FIG. 1 is a conceptual cross-sectional view showing an embodiment of an apparatus to which an optical cable pneumatic feeding method of the present invention is applied.

FIG. 2 is a graph showing an example of a calculation result of a maximum pressure receiving plate mounting interval according to an embodiment of the present invention.

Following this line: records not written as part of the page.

PR #655, opened 2018-12-03
Modify warning text component

andysellick:
Modify the warning text component so that it:

- doesn't have to have an icon
- has an option to have larger text
- has an option to have highlighted (i.e. red) text

---

Component guide for this PR:
https://govuk-publishing-compon-pr-655.herokuapp.com/component-guide/warning_text

### DIFF
--- a/app/views/govuk_publishing_components/components/docs/warning_text.yml
+++ b/app/views/govuk_publishing_components/components/docs/warning_text.yml
@@ -21,3 +21,7 @@ examples:
     data:
       text_icon: ""
       text: "You can be fined up to £320 if you don't register."
+  with_larger_font:
+    data:
+      text: "This content was updated on the 24th of November 2018"
+      large_font: true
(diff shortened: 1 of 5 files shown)


app/views/govuk_publishing_components/components/docs/warning_text.yml
```diff
@@ -17,3 +17,7 @@ examples:
     data:
       text_icon: "£"
       text: "You can be fined up to £5,000 if you don’t register."
+  without_icon:
+    data:
+      text_icon: ""
```
vanitabarrett: I wonder if it would make more sense to be passing `text_icon: false`?

andysellick: I tried that originally, but I wanted to leave the default behaviour as it is, which is if nothing is passed the icon is shown as `!`. So if you passed false, `text_icon ||= '!'` defaults back to `!`. This seemed the cleanest way of doing it without having to update any apps.

vanitabarrett: Chatted on Slack and decided this may be the safest option in case people have been passing in `text_icon: false` and expecting to get the default `!`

FIG. 3 is a conceptual cross-sectional view showing an apparatus for a conventional optical cable pneumatic feeding method.

[Explanation of symbols]

 DESCRIPTION OF SYMBOLS 1 Drum 2 Jack 3 Optical cable 4 Caterpillar 5 Pressure feed head 6 Sheath tube 7 Pressure receiving plate 8 Pressure receiving plate automatic mounting device

Continued on the front page (72) Inventor Masatoshi Kumagai 5-9-15-1 Hidaka-cho, Hitachi-shi, Ibaraki F-term in F-DEC Systems Corporation 2H038 CA69

Claims (2)

[Claims] In an air pressure feeding method for pneumatically feeding an optical cable into a sheath tube and laying the same, a pressure receiving plate having a size easily inserted into the sheath tube is continuously provided at substantially equal intervals over the entire length of the optical cable to be laid. An optical cable pneumatic construction method characterized by being installed on an optical cable and laying it. 2. The method according to claim 1, wherein the sheath tube is a thin hard vinyl chloride tube (VU).
2. An optical cable pneumatic feeding method according to claim 1, comprising a pipe.